“This project investigates ways to share the electromagnetic (radio-frequency) spectrum using an automatic spectrum management system with the potential for order-of-magnitude gains over current static allocation practices,” says Caicedo. “The project prototypes a management system for spectrum sharing within and among disparate services such as communications and active and passive scientific uses.”
The project involves two facilities in West Harlem, New York City: the COSMOS testbed sponsored by the NSF Platforms for Advanced Wireless Research (PAWR) program and the Cooperative Science Center for Earth System Science and Remote Sensing Technologies sponsored by the National Oceanic and Atmospheric Administration (NOAA-CESSRST).

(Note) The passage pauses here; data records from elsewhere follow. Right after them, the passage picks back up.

PR #1731, opened 2025-04-20
Make sure CodeAuthorWantsJustAForwardDeclare() also considers identical locations

### LINKED ISSUE #1730: Forward declaration of struct with typedef results in the full definition being included
The following code in a C header:

```c
typedef struct Manager Manager;
```

Results in the following output from IWYU:

```
../src/core/dynamic-user.h:12:16: (1) [ RecordDecl ] struct Manager
../src/core/dynamic-user.h:12:24: (1) [ TypedefDecl ] typedef struct Manager Manager
../src/core/dynamic-user.h:12:9: (2, fwd decl) [ ElaboratedTypeLoc ] struct Manager
Found owning elaborated type: ../src/core/dynamic-user.h:12-12: struct Manager
../src/core/dynamic-user.h:12:16: (3, fwd decl) [ RecordTypeLoc ] struct Manager
Marked full-info use of decl Manager (from ../src/core/manager.h:175:8) at ../src/core/dynamic-user.h:12:16
```

This is wrong since the typedef itself is a forward declaration already. The IWYU argument that the header should include Manager in this case doesn't make sense, because we're defining the type to the same name. This is a very common idiom in C to allow using structs without having to prefix the name with `struct` all the time.

I'm willing to write a PR to fix this, but it's really complicated figuring out where to best make the required change. `CodeAuthorWantsJustAForwardDeclare()` does not seem to have sufficient information available. I'm looking at `IsProvidedTypeComponent()` since I can access the parent AST node there, but still not sure if that's the right place to handle this.

DaanDeMeyer:
If the locations are the same, we can also consider one location to
be before the other. This matters in case where an elaborated type
appears on the same line as the record declaration
(typedef struct Manager Manager).

Fixes https://github.com/include-what-you-use/include-what-you-use/issues/1730

### DIFF
--- a/iwyu.cc
+++ b/iwyu.cc
@@ -1430,7 +1430,10 @@ class IwyuBaseAstVisitor : public BaseAstVisitor<Derived> {
     // Check if the author forward-declared the class in the same file.
     bool found_earlier_forward_declare_in_same_file = false;
     for (const NamedDecl* redecl : redecls) {
-      if (IsBeforeInSameFile(redecl, use_loc)) {
+      // In case of something like "typedef struct Manager Manager", the
+      // redeclaration and the type will have the same location.
+      if (GetLocation(redecl) == use_loc ||
+          IsBeforeInSameFile(redecl, use_loc)) {
         found_earlier_forward_declare_in_same_file = true;
         break;
       }
--- a/tests/c/elaborated_struct-d2.h
+++ b/tests/c/elaborated_struct-d2.h
@@ -1,0 +1,16 @@
+//===--- elaborated_struct-d2.h - test input file for iwyu ----------------===//
+//
+//                     The LLVM Compiler Infrastructure
+//
+// This file is distributed under the University of Illinois Open Source
+// License. See LICENSE.TXT for details.
+//
+//===----------------------------------------------------------------------===//
+
+typedef struct Struct Typedef;
+
+/**** IWYU_SUMMARY
+
+(tests/c/elaborated_struct-d2.h has correct #includes/fwd-decls)
+
+***** IWYU_SUMMARY */
--- a/tests/c/elaborated_struct.c
+++ b/tests/c/elaborated_struct.c
@@ -7,8 +7,9 @@
 //
 //===----------------------------------------------------------------------===//
 
-// IWYU_ARGS: -I .
+// IWYU_ARGS: -I . -Xiwyu --check_also=tests/c/elaborated_struct-d2.h
 
+#include "tests/c/elaborated_struct-d2.h"
 #include "tests/c/elaborated_struct-d1.h"
 
 // C basically never requires an explicit forward declaration, all uses of
@@ -43,6 +44,7 @@ struct Struct;
 
 tests/c/elaborated_struct.c should remove these lines:
 - #include "tests/c/elaborated_struct-d1.h"  // lines XX-XX
+- #include "tests/c/elaborated_struct-d2.h"  // lines XX-XX
 
 The full include-list for tests/c/elaborated_struct.c:
 struct ForwardDeclared;  // lines XX-XX


bolshakov-a:
Thanks! I agree that it is better to avoid the complete type `#include` for `typedef` underlying type because it can be forward-declared (or de-facto is, in C). However, IWYU has [a specific policy for it](https://github.com/include-what-you-use/include-what-you-use/blob/0.24/docs/WhatIsAUse.md#automatic-re-export-typedefs), stating that if the typedef author places the direct `#include` in the `typedef` defining file, then it should be kept, and the `typedef` should be considered as "providing" the underlying type, so its users should not bother about including the underlying type header. I think it is better to adhere to that policy, at least to avoid a noise from internal stuff of some libraries.

And in the present form, the PR contains a bug that the underlying type is required neither on typedef nor on user side, so you'll end up with uncompilable code.

I think a more correct fix should be, indeed, in `CodeAuthorWantsJustAForwardDeclare` or somewhere near it, but it really seems to be tricky. So I suggest to find out why the elaborated type `struct Manager` is not considered to introduce a forward-declaration _before_ the `Manager` tag type. Some work has already been done to handle elaborated types as fwd-declarations, so you can see `Found owning elaborated type` line in the log.

Besides, you may be interested that there is another problem with typedefs named similarly to their underlying types: #1665.

kimgr:
I think the author intent rule says that if the type is forward-declared at typedef declaration site, the user of the type becomes responsible (i.e. typedef author pushes the responsibility to the user).

It's interesting with C, because _all_ typedef declarations contain a "forward decl" by virtue of being elaborated;
```
typedef struct Foo Foo;
        ^^^^^^^^^^
```

so I wonder if we could have a language-dependent special-case in `CodeAuthorWantsJustAForwardDeclare`. I think the current "found-forward-declare-earlier-in-same-file" probably doesn't hit the elaborated type that is part of the declaration.

kimgr:
Ah, but then I guess we'd need to turn the logic in `CodeAuthorWantsJustAForwardDeclare` upside down, so the presence of an `#include` actually overrides the ever-present forward-decl.

bolshakov-a:
And it seems unclear for me what is specific here for the case of name coincidence. Looks like IWYU behaves similarly whether the names coincide or not, i.e. for the case
```cpp
#include "tests/cxx/direct.h"
typedef class IndirectClass Indirect;
```
IWYU outputs:
```
#include "tests/cxx/indirect.h"  // for IndirectClass

- #include "tests/cxx/direct.h"  // lines 1-1

#include "tests/cxx/indirect.h"  // for IndirectClass
```
which looks undesirable.

> Ah, but then I guess we'd need to turn the logic in CodeAuthorWantsJustAForwardDeclare upside down, so the presence of an #include actually overrides the ever-present forward-decl.

It already does, if I've understood you correctly. If the typedef-defining file contains the direct `#include`, the typedef is considered as "providing" regardless of the presence of fwd-declaration.

kimgr:
@DaanDeMeyer Aha, just saw your comment on the issue:

> I'm willing to write a PR to fix this, but it's really complicated figuring out where to best make the required change. CodeAuthorWantsJustAForwardDeclare() does not seem to have sufficient information available. 

Is it the "decl is part of a typedef" property that's lost at this point?

bolshakov-a:
> so I wonder if we could have a language-dependent special-case in CodeAuthorWantsJustAForwardDeclare.

I think it would be good to fix it in the C++ case as well, because it is also valid code in C++.

kimgr:
@bolshakov-a 
> > so I wonder if we could have a language-dependent special-case in CodeAuthorWantsJustAForwardDeclare.
>
> I think it would be good to fix it in the C++ case as well, because it is also valid code in C++.

Yes. Question is if a typedef declaration with an elaborated type is as strong a signal as a separate forward-decl. I think it might be in the case of typedefs, but e.g. for function decls, the scales might tip differently;
```
typedef class Foo FooType;
void func(class Foo*);
```

I tried some permutations of your C++ example:
```
$ cat tests/1731/t.cc 
#include "tests/cxx/direct.h"
class IndirectClass;
typedef class IndirectClass Indirect;

$ include-what-you-use -I. tests/1731/t.cc 

tests/1731/t.cc should add these lines:

tests/1731/t.cc should remove these lines:
- #include "tests/cxx/direct.h"  // lines 1-1
- class IndirectClass;  // lines 2-2

The full include-list for tests/1731/t.cc:
---
```
Hmm, remove everything, including the forward-decl we just added? OK:
```
$ cat tests/1731/t.cc 
typedef class IndirectClass Indirect;

$ include-what-you-use -I. tests/1731/t.cc 

(tests/1731/t.cc has correct #includes/fwd-decls)
```
At first I thought it would lead to inconsistent results, but it looks like maybe the only issue is that the elaborated type inside typedef is not seen as a forward-decl. If it were, I guess your original example would reduce to my last example.

DaanDeMeyer:
@kimgr So to fix this we have to make sure the elaborated type inside the the typedef is seen as a fwd-decl? I'm a bit out of my league here, any advice on where to fix this would be great. (Or feel free to just do your own PR if you know where this needs to be fixed if that's quicker)

kimgr:
@DaanDeMeyer That's the theory :slightly_smiling_face: -- unfortunately I don't really have a clue how to figure that out inside `CodeAuthorJustWantsAForwardDeclare` either... It might be possible to special-case typedefs wherever it's called and conditionally pass the elaborated type or the canonical type, depending.

bolshakov-a:
@DaanDeMeyer, you can check if this helps in your case:
```patch
--- a/iwyu_location_util.h
+++ b/iwyu_location_util.h
@@ -217,7 +217,7 @@ inline bool IsBeforeInTranslationUnit(const T& a, const U& b) {
   if ((IsInMacro(a_loc) || IsInMacro(b_loc)) &&
       GetInstantiationLoc(a_loc) == GetInstantiationLoc(b_loc))
     return true;
-  return GlobalSourceManager()->isBeforeInTranslationUnit(a_loc, b_loc);
+  return a_loc == b_loc || GlobalSourceManager()->isBeforeInTranslationUnit(a_loc, b_loc);
 }
```
However, it doesn't work when the translation unit contains a declaration of the `typedef`ed class prior to the `typedef`, because the elaborated type doesn't introduce an "owning declaration" in that case.

DaanDeMeyer:
Hmm, so the check is fine, the problem is that when we do the check for struct TypedeffedStruct, `GetTagRedecls()` returns an empty set.

bolshakov-a:
> trivial to test by taking the test case from this PR

No, I meant not from this PR but from your original issue the logs from which are in #1730.

DaanDeMeyer:
> > trivial to test by taking the test case from this PR
> 
> No, I meant not from this PR but from your original issue the logs from which are in #1730.

Ah indeed it doesn't add the include anymore in that case. That's good enough for my use case for now.

bolshakov-a:
> `GetTagRedecls()` returns an empty set.

It returns exactly one item (at least on my machine): either the elaborated type owned declaration, or the full declaration from the `-d1.h` header, if present. And in your original case, I suspect, the complete declaration appears _after_ the `typedef` in the translation unit, so the owned declaration is still present. This is why I've said that my fix doesn't work in all cases: analysis of elaborated type owned declarations, which was adopted in IWYU, is fragile.

> I was a bit concerned about [this -Wvisibility quirk we have for C](https://github.com/include-what-you-use/include-what-you-use/blob/86874f649a117ddeb17e6f68d47bd84cd83acd79/iwyu.cc#L4547), but I guess that's only interesting for use reporting, and we don't need to maintain the same behavior for author intent hints.

Thanks, I forgot about this C language peculiarity. But I think it is irrelevant for the author intent analysis because the fwd-declaration which IWYU suggests to add would be considered as just the second (or first, strictly speaking) fwd-declaration, and the author-intent logic doesn't depend on the number of fwd-declarations: if there is a direct `#include`, no one of them changes the state of affairs.

DaanDeMeyer:
> It returns exactly one item (at least on my machine): either the elaborated type owned declaration, or the full declaration from the -d1.h header, if present. And in your original case, I suspect, the complete declaration appears after the typedef in the translation unit, so the owned declaration is still present. This is why I've said that my fix doesn't work in all cases: analysis of elaborated type owned declarations, which was adopted in IWYU, is fragile.

The difference was that in the test case the include with the full definition was already present and is kept in that case, whereas in the case from my original issue, all that was present is the typedef with the forward declaration and in that case GetTagRedecls() does return a single item as expected with the same location, so your suggestion works and fixes the issue. It means the header is still kept if it's already included, but that might also be OK depending on how you interpret the IWYU policy.

I've reworked the PR now to just implement your fix. I'll leave any bigger changes for later as I'm too familiar with IWYU to be able to implement those without spending a lot of time on this.

bolshakov-a:
The name of the `IsBeforeInTranslationUnit` function should be changed now. Or, maybe better, the check for equality should be placed in `CodeAuthorWantsJustAForwardDeclare`, to avoid any unexpected influence to the `ReportExplicitInstantiations` method and other functions. Not sure.

And a test case is worth writing, despite it is somewhat tricky, i.e. the file structure should be like this:
```c
// ...-d1.h
struct Struct{};

// ...-d2.h
typedef struct Struct Typedef;

// test.c
#include "...-d2.h"
#include "...-d1.h"  // Note the order of includes

// IWYU_ARGS: -I . -Xiwyu --check_also=...-d2.h
```

kimgr:
It feels a little icky to use only location info to fix this... But the patch is nice and clean, so I guess let's go with it for now. Thanks!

According to NSF, this work is critical because enhancing spectrum sharing will increase the amount of wireless activity that can be supported in the limited available spectrum. In this way, the project helps sustain future economic growth, social benefits and scientific discoveries that are threatened by growing spectrum congestion.
Caicedo was recently elected vice chair of a working group of the IEEE Dynamic Spectrum Access Networks Standards Committee. He has served as secretary for the organization since 2015 and will now help oversee the enhancements of SCM as well as the development of future standards for dynamic spectrum access.
In previous research work, Caicedo has collaborated with the City of Syracuse as a testbed to address vacant property issues and public busing concerns. With the latest grant Caicedo and his collaborators will use the grant to develop new techniques and strategies for spectrum access and management. Grant funds will also be used for outreach and educational activities related to spectrum management topics.